Task to carry out —
Copy out every line holding the string "github" from the records below.

Task data —

PR #509, opened 2020-10-02
Clarify single hypertable in continuous aggregate

k-rus:
There is no explicit note in continuous aggregate that it can select only from one hypertable. This commit adds notes and clarifiesthis.

### DIFF
--- a/api.md
+++ b/api.md
@@ -1610,6 +1610,11 @@ GROUP BY <time_bucket( <const_value>, <partition_col_of_hypertable> ),
          [ optional grouping exprs>]
 [HAVING ...]
 ```
+Note that continuous aggregates have some limitations of what types of
+queries they can support, described in more length below.  For example,
+the `FROM` clause must provide only one hypertable, i.e., no joins, views or 
+subqueries ares upported, the `GROUP BY` clause must include a time bucket on 
+the hypertable's time column, and all aggregates must be parallelizable.
 
 #### Parameters
 |Name|Description|
@@ -1644,10 +1649,14 @@ GROUP BY <time_bucket( <const_value>, <partition_col_of_hypertable> ),
 - The view will be automatically refreshed (as outlined under
   [`refresh_continuous_aggregate`](#refresh_continuous_aggregate))
   unless `WITH NO DATA` is given (`WITH DATA` is the default).
-- `SELECT` query should be of the form specified in the syntax above.
+- The `SELECT` query should be of the form specified in the syntax above, which is discussed in
+  the following items.
+- Only a single hypertable can be specified in the `FROM` clause of the 
+  `SELECT` query. This means that including more hypertables, joins, tables, views, subqueries
+  is not supported.
 - The hypertable used in the `SELECT` may not have [row-level-security
   policies][postgres-rls] enabled.
--  `GROUP BY` clause must include a time_bucket expression. The
+-  The `GROUP BY` clause must include a time_bucket expression. The
    [`time_bucket`](#time_bucket) expression must use the time
    dimension column of the hypertable.
 - [`time_bucket_gapfill`](#time_bucket_gapfill) is not allowed in continuous


mkindahl (approved):

api.md
```diff
@@ -1669,14 +1669,15 @@ GROUP BY <time_bucket( <const_value>, <partition_col_of_hypertable> ),
          [ optional grouping exprs>]
 [HAVING ...]
 ```
+Note that only hypertable and only one is allowed in `FROM` clause.
```
erimatnor, line 1672: Current sentence reads a bit strange. I suggest:
```suggestion
Note that only a single hypertable is supported in the `FROM` clause.
```

api.md
```diff
@@ -1669,14 +1669,15 @@ GROUP BY <time_bucket( <const_value>, <partition_col_of_hypertable> ),
...
 
 #### Parameters
 |Name|Description|
 |---|---|
 | `<view_name>` | Name (optionally schema-qualified) of continuous aggregate view to be created.|
 | `<column_name>`| Optional list of names to be used for columns of the view. If not given, the column names are deduced from the query.|
 | `WITH` clause | This clause specifies [options](#continuous_aggregate-create_view-with) for the continuous aggregate view.|
-| `<select_query>`| A `SELECT` query that uses the specified syntax. |
+| `<select_query>`| A `SELECT` query that uses the specified syntax, which allows only a hypertable in `FROM` clause. |
```
erimatnor, line 1680:
```suggestion
| `<select_query>`| A `SELECT` query that uses the specified syntax, which allows only a single hypertable in the `FROM` clause. |
```

api.md
```diff
@@ -1704,6 +1705,8 @@ GROUP BY <time_bucket( <const_value>, <partition_col_of_hypertable> ),
   [`refresh_continuous_aggregate`](#refresh_continuous_aggregate))
   unless `WITH NO DATA` is given (`WITH DATA` is the default).
 - `SELECT` query should be of the form specified in the syntax above.
+- Only hypertable and only one can be specified in `FROM` clause of `SELECT`
+  query.
```
erimatnor, line 1709:
```suggestion
- Only a single hypertable  can be specified in the `FROM` clause of a `SELECT`
  query.
```

api.md
k-rus: I agree it is a little bit strange, but the suggestion might not emphasise `hypertable` strong enough. But I will go for it.

erimatnor (approved):

mfreed (commented):
Hrm, I'm not sure I agree with these changes.

It seems like you are trying to address the limitation that you can't perform a JOIN as part of the continuous agg?   I think that's a totally great thing to include in the limitations section, but these changes seem to mention them 3 times, which seem excessive (as you don't want to mention every limitation multiple times, and I'm not sure what's special about the "one hypertable" rule)?

Also, the proposed changes say "a single _hypertable_".  But presumably you also mean a JOIN between a hypertable and a regular table?

(I proposed something in the language)

k-rus:
> Also, the proposed changes say "a single _hypertable_". But presumably you also mean a JOIN between a hypertable and a regular table?

I actually formulated more explicit regarding this, however @erimatnor thinks it is unnecessary: https://github.com/timescale/docs.timescale.com-content/pull/509#discussion_r498751871



> It seems like you are trying to address the limitation that you can't perform a JOIN as part of the continuous agg?

It's about both: only hypertable, no, e.g., subqeruy, and only one, i.e., no joins.

Yes, 3 times might be too much. However, I don't think it is good enough just to mention in limitation. Many users miss this limitation.

mfreed (changes requested):
> > Also, the proposed changes say "a single _hypertable_". But presumably you also mean a JOIN between a hypertable and a regular table?
> 
> I actually formulated more explicit regarding this, however @erimatnor thinks it is unnecessary: [#509 (comment)](https://github.com/timescale/docs.timescale.com-content/pull/509#discussion_r498751871)

I think Erik's reply is mostly that the original text was hard to parse.

> 
> > It seems like you are trying to address the limitation that you can't perform a JOIN as part of the continuous agg?
> 
> It's about both: only hypertable, e.g., no subquery, and only one, i.e., no joins.
> 
> Yes, 3 times might be too much. However, I don't think it is good enough just to mention in limitation. Many users miss this limitation.

How about we keep at top and button; a "limitation" does not belong in the definition of the "required argument".

And let's just make it explicit.  I'll make suggestions inline.

api.md
```diff
@@ -1669,14 +1669,15 @@ GROUP BY <time_bucket( <const_value>, <partition_col_of_hypertable> ),
...
+Note that a single hypertable is supported in the `FROM` clause.
 
 #### Parameters
 |Name|Description|
 |---|---|
 | `<view_name>` | Name (optionally schema-qualified) of continuous aggregate view to be created.|
 | `<column_name>`| Optional list of names to be used for columns of the view. If not given, the column names are deduced from the query.|
 | `WITH` clause | This clause specifies [options](#continuous_aggregate-create_view-with) for the continuous aggregate view.|
-| `<select_query>`| A `SELECT` query that uses the specified syntax. |
+| `<select_query>`| A `SELECT` query that uses the specified syntax, which allows only a singe hypertable in the `FROM` clause. |
```
mfreed, line 1680: Let's not make this change.  Two reminders is enough, and very long parameter args just are hard to read.  Plus, the "suggestion" as written is actually confusing.

api.md
```diff
@@ -1669,14 +1669,15 @@ GROUP BY <time_bucket( <const_value>, <partition_col_of_hypertable> ),
          [ optional grouping exprs>]
 [HAVING ...]
 ```
+Note that a single hypertable is supported in the `FROM` clause.
```
mfreed, line 1672:
```suggestion
Note that continuous aggregates have some limitations of what types of
queries they can support, described in more length below.  For example,
the `FROM` clause must provide a single hypertable name (no JOINs or subqueries),
the `GROUP BY` must include a time bucket on the hypertable's time column, and
all aggregates must be parallelizable.
```

mfreed (changes requested):

api.md
k-rus: Removed

api.md
k-rus: Used the above text with some modifications.

api.md
```diff
@@ -1703,10 +1704,12 @@ GROUP BY <time_bucket( <const_value>, <partition_col_of_hypertable> ),
 - The view will be automatically refreshed (as outlined under
   [`refresh_continuous_aggregate`](#refresh_continuous_aggregate))
   unless `WITH NO DATA` is given (`WITH DATA` is the default).
-- `SELECT` query should be of the form specified in the syntax above.
+- The `SELECT` query should be of the form specified in the syntax above.
+- Only a single hypertable can be specified in the `FROM` clause of the 
+  `SELECT` query.
```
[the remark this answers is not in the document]
k-rus: Made longer clarifications

api.md
```diff
@@ -1610,6 +1610,11 @@ GROUP BY <time_bucket( <const_value>, <partition_col_of_hypertable> ),
          [ optional grouping exprs>]
 [HAVING ...]
 ```
+Note that continuous aggregates have some limitations of what types of
+queries they can support, described in more length below.  For example,
+the `FROM` clause must provide only one hypertable, i.e., no joins, views or 
+subqueries ares upported, the `GROUP BY` clause must include a time bucket on
```
mfreed, line 1616:
```suggestion
subqueries are supported, the `GROUP BY` clause must include a time bucket on 
```

mfreed (approved):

Completed exercise —
I actually formulated more explicit regarding this, however @erimatnor thinks it is unnecessary: https://github.com/timescale/docs.timescale.com-content/pull/509#discussion_r498751871
> I actually formulated more explicit regarding this, however @erimatnor thinks it is unnecessary: [#509 (comment)](https://github.com/timescale/docs.timescale.com-content/pull/509#discussion_r498751871)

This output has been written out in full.